▶ **Task prompt**: State only how many lines below include the string "interface".
Provided entries: Begin
PR #1092, opened 2026-05-08
feat: relayer api

troykessler:
Implements the relay api and calls it only if the message originates from a cctp v2 route. The new env variable NEXT_PUBLIC_RELAY_API_URL has been already added to vercel

### DIFF
--- a/.env.example
+++ b/.env.example
@@ -1,5 +1,6 @@
 NEXT_PUBLIC_WALLET_CONNECT_ID=12345678901234567890123456789012
 NEXT_PUBLIC_RPC_OVERRIDES='{"chain1":{"http":"https://..."}}'
+NEXT_PUBLIC_RELAY_API_URL=http://localhost:8900
 
 # Predicate Attestation Support (server-side only, optional)
 # Required for routes with PredicateRouterWrapper
--- a/.env.example
+++ b/.env.example
@@ -1,5 +1,7 @@
 NEXT_PUBLIC_WALLET_CONNECT_ID=12345678901234567890123456789012
 NEXT_PUBLIC_RPC_OVERRIDES='{"chain1":{"http":"https://..."}}'
+
+# Localhost only; production deployments must use https://
 NEXT_PUBLIC_RELAY_API_URL=http://localhost:8900
 
 # Predicate Attestation Support (server-side only, optional)
--- a/src/features/transfer/relayApi.ts
+++ b/src/features/transfer/relayApi.ts
@@ -1,5 +1,20 @@
+import { ProviderType, TypedTransactionReceipt } from '@hyperlane-xyz/sdk';
+import { ProtocolType } from '@hyperlane-xyz/utils';
+
 import { config } from '../../consts/config';
 import { logger } from '../../utils/logger';
+
+// keccak256("MessageSent(bytes)") — emitted by MessageTransmitter V2 for both native USDC
+// transfers (depositForBurn) and GMP-only messages. Covers CCTP V2 GMP that lacks DepositForBurn.
+const MESSAGE_SENT_TOPIC = '0x8c5261668696ce22758910d05bab8f186d6eb247ceac2af2e82c7dc17669b036';
+
+// Circle's MessageTransmitter V2 addresses (lowercase for comparison).
+// Source: https://developers.circle.com/cctp/references/contract-addresses#messagetransmitterv2
+const MESSAGE_TRANSMITTER_V2_ADDRESSES = new Set([
+  '0x81d40f21f12a8f0e3252bccb954d722d4c464b64', // mainnet (all chains except EDGE)
+  '0x5b61381fc9e58e70efc13a4a97516997019198ee', // mainnet EDGE
+  '0xe737e5cebeeba77efe34d4aa090756590b1ce275', // testnet (all chains)
+]);
 
 interface RelayResponse {
   messages: Array<{
@@ -11,11 +26,27 @@ interface RelayResponse {
 }
 
 /**
- * Submits an origin transaction hash to the relayer API for fast processing.
+ * Submits an origin transaction hash to the relayer API for fast CCTP processing.
  * Fire-and-forget: errors are logged but never surfaced to the user.
  */
-export async function submitToRelayApi(originChain: string, txHash: string): Promise<void> {
+export async function submitToRelayApi(
+  originChain: string,
+  txHash: string,
+  originProtocol: ProtocolType,
+  txReceipt: TypedTransactionReceipt | null | undefined,
+): Promise<void> {
   if (!config.relayApiUrl) return;
+
+  const isCctp =
+    originProtocol === ProtocolType.Ethereum &&
+    txReceipt != null &&
+    (txReceipt.type === ProviderType.EthersV5 || txReceipt.type === ProviderType.Viem) &&
+    txReceipt.receipt.logs.some(
+      (log) =>
+        log.topics[0] === MESSAGE_SENT_TOPIC &&
+        MESSAGE_TRANSMITTER_V2_ADDRESSES.has(log.address.toLowerCase()),
+    );
+  if (!isCctp) return;
 
   try {
     const payload = { origin_chain: originChain, tx_hash: txHash };
--- a/src/features/transfer/relayApi.ts
+++ b/src/features/transfer/relayApi.ts
@@ -1,5 +1,5 @@
 import { ProviderType, TypedTransactionReceipt } from '@hyperlane-xyz/sdk';
-import { ProtocolType } from '@hyperlane-xyz/utils';
+import { ProtocolType, isNullish } from '@hyperlane-xyz/utils';
 
 import { config } from '../../consts/config';
 import { logger } from '../../utils/logger';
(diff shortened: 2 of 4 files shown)


src/features/transfer/relayApi.ts
```diff
@@ -0,0 +1,74 @@
...
+      (log) =>
+        log.topics[0] === MESSAGE_SENT_TOPIC &&
+        MESSAGE_TRANSMITTER_V2_ADDRESSES.has(log.address.toLowerCase()),
+    );
+  if (!isCctp) return;
+
+  try {
+    const payload = { origin_chain: originChain, tx_hash: txHash };
+    logger.debug('[RelayAPI] Requesting relay', { url: `${config.relayApiUrl}/relay`, payload });
+    const response = await fetch(`${config.relayApiUrl}/relay`, {
```
paulbalaji: **[major]** Browser-side call likely won't reach the deployed relay as currently configured. The corresponding monorepo PR (#8710) ships CORS allowing only `https://nexus.hyperlane.xyz` and `http://localhost:3000`, and the review on that PR required Cloudflare Access in front of public DNS. This app's Vercel prod + preview origins aren't in the allowlist, and if Access is enabled the browser can't safely hold service-token credentials.

Two options:
- **Public endpoint:** request that the relay-infra side add this app's prod + preview origins to CORS, and confirm per-tenant WAF rate limits are in place (sidecar already has 100/min app-level).
- **Server-side proxy:** add a Next.js API route (e.g. `pages/api/relay.ts`) that forwards to the relay using a server-only env var (drop the `NEXT_PUBLIC_` prefix). That keeps the relay URL off the client and avoids CORS entirely.

Worth deciding before merging since the contract affects the env-var name (`NEXT_PUBLIC_RELAY_API_URL` vs server-only `RELAY_API_URL`) and the helper's call shape.

src/features/transfer/useTokenTransfer.ts
```diff
@@ -269,6 +270,8 @@ async function executeTransfer({
       msgId,
     });
 
+    if (originTxHash) submitToRelayApi(origin, originTxHash, originProtocol, txReceipt);
```
paulbalaji, line 273: **[major]** Fire-and-forget without `.catch`. The helper's internal `try/catch` only wraps the fetch block — the `isCctp` log scan (`log.address.toLowerCase()`, `log.topics[0]` access) runs before the try and would surface as an unhandled promise rejection if anything in a malformed receipt throws synchronously. Low real-world probability, but every other helper called from `executeTransfer` is awaited; this is the only fire-and-forget and it lacks the standard guard.

Either:

```ts
void submitToRelayApi(origin, originTxHash, originProtocol, txReceipt).catch((e) =>
  logger.warn('[RelayAPI] submission failed', e),
);
```

…or wrap the entire body of `submitToRelayApi` in a single `try/catch` instead of just the fetch.

src/features/transfer/relayApi.ts
```diff
@@ -0,0 +1,74 @@
...
+  if (!config.relayApiUrl) return;
+
+  const isCctp =
+    originProtocol === ProtocolType.Ethereum &&
+    txReceipt != null &&
+    (txReceipt.type === ProviderType.EthersV5 || txReceipt.type === ProviderType.Viem) &&
+    txReceipt.receipt.logs.some(
+      (log) =>
+        log.topics[0] === MESSAGE_SENT_TOPIC &&
+        MESSAGE_TRANSMITTER_V2_ADDRESSES.has(log.address.toLowerCase()),
```
paulbalaji: **[minor]** PR description says "calls it only if the message originates from a cctp v2 route", but this gate triggers on any tx whose receipt contains a `MessageSent(bytes)` log from a V2 MessageTransmitter — regardless of warp-route type. Today every transfer goes through `WarpCore`, so it's fine in practice. Flagging because the comment above ("Covers CCTP V2 GMP that lacks DepositForBurn") explicitly anticipates non-DepositForBurn paths, where the topic-only match could fire on flows the relayer can't process. If you want a tighter gate, check the warp `Token` / route type in addition to log topology.

src/features/transfer/relayApi.ts
```diff
@@ -0,0 +1,74 @@
...
+  if (!isCctp) return;
+
+  try {
+    const payload = { origin_chain: originChain, tx_hash: txHash };
+    logger.debug('[RelayAPI] Requesting relay', { url: `${config.relayApiUrl}/relay`, payload });
+    const response = await fetch(`${config.relayApiUrl}/relay`, {
+      method: 'POST',
+      headers: { 'Content-Type': 'application/json' },
+      body: JSON.stringify(payload),
+    });
```
paulbalaji, line 59: **[nit]** `${config.relayApiUrl}/relay` produces `//relay` if an operator configures a trailing slash. One-liner:

```ts
const baseUrl = config.relayApiUrl.replace(/\/$/, '');
// ...
const response = await fetch(`${baseUrl}/relay`, { ... });
```

.env.example
```diff
@@ -1,5 +1,6 @@
 NEXT_PUBLIC_WALLET_CONNECT_ID=12345678901234567890123456789012
 NEXT_PUBLIC_RPC_OVERRIDES='{"chain1":{"http":"https://..."}}'
+NEXT_PUBLIC_RELAY_API_URL=http://localhost:8900
```
paulbalaji, line 5: **[minor]** `http://localhost:8900` is fine for dev, but `next.config.js` sets `block-all-mixed-content` + `upgrade-insecure-requests`, so operators copying this into prod with an `http://` URL will hit silent upgrades or fetch failures. A comment makes the constraint explicit:

```
# Localhost only; production deployments must use https://
NEXT_PUBLIC_RELAY_API_URL=http://localhost:8900
```

(May become moot if you switch to a server-side proxy per the comment in `relayApi.ts`.)

paulbalaji (commented):
## Review Summary

Direction looks right — fire-and-forget relay submission gated to CCTP V2 by receipt-log detection. A few things to resolve before merge; flagging two as blocking that need author input rather than a small fix.

### Blocking — needs author response

**1. Coordinate with the relay deployment (monorepo #8710).** The relay sidecar in #8710 ships CORS allowing only `https://nexus.hyperlane.xyz` and `http://localhost:3000`, and that PR's review explicitly required Cloudflare Access in front of public DNS. This app's Vercel prod + preview origins aren't on the allowlist, and if Access is enabled the browser can't hold service-token creds. Two paths:
  - **Public endpoint:** ask infra to add this app's origins to the CORS allowlist; the sidecar's existing 100/min app-level rate limit is probably enough, but confirm WAF/per-tenant limits are in place.
  - **Server-side proxy:** add a Next.js API route (e.g. `pages/api/relay.ts`) that forwards to the relay with a server-only `RELAY_API_URL` (drop the `NEXT_PUBLIC_` prefix). Sidesteps CORS and keeps the relay URL/credentials off the client.

  Worth deciding now since the env-var name and the call-site shape both depend on it.

**2. Fire-and-forget without `.catch`** at the call site (see inline). The helper's internal `try/catch` only wraps the fetch block; the `isCctp` log scan runs before it. One-line guard at the call site fixes it.

### Other items (inline)

- Detection breadth vs PR description (minor).
- Trailing-slash URL composition (nit).
- `.env.example` defaults to `http://` which conflicts with prod CSP `block-all-mixed-content` (minor).

### Skip

CodeRabbit's `AbortController` timeout suggestion — none of the existing fetches in this codebase (`graphqlClient`, `predicateClient`, `useTokenPrice`, `useIsAccountOfacSanctioned`) use timeouts. Skipping for consistency with local convention.

### Verification

`pnpm typecheck` passes. `pnpm lint` passes (2 pre-existing warnings in mock wallet files, unrelated).

Severity legend: **major** = blocking / needs author response; **minor** = should fix; **nit** = optional polish.

src/features/transfer/relayApi.ts
```diff
@@ -0,0 +1,74 @@
...
+  originChain: string,
+  txHash: string,
+  originProtocol: ProtocolType,
+  txReceipt: TypedTransactionReceipt | null | undefined,
+): Promise<void> {
+  if (!config.relayApiUrl) return;
+
+  const isCctp =
+    originProtocol === ProtocolType.Ethereum &&
+    txReceipt != null &&
```
Xaroz: prefer the use of `isNullish` utils here to keep consistency

src/features/transfer/useTokenTransfer.ts
Xaroz, line 273: need to use `await` here

troykessler: this is intended, we just want to send it out and dont care too much if it actually succeeds, worst case the tx is 5-10s slower by classical relayer indexing

src/features/transfer/relayApi.ts
troykessler: this is fine

src/features/transfer/relayApi.ts
troykessler: this is expected, we only want to allow nexus.hyperlane.xyz and nothing else, the rc relayers actually have localhost:3000 allowed so we can test everything locally

src/features/transfer/useTokenTransfer.ts
Xaroz: ah I guess this is just "fire-and-forget" so can ignore above

Xaroz (approved):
Provided entries: End
▶ **Solution below**: 2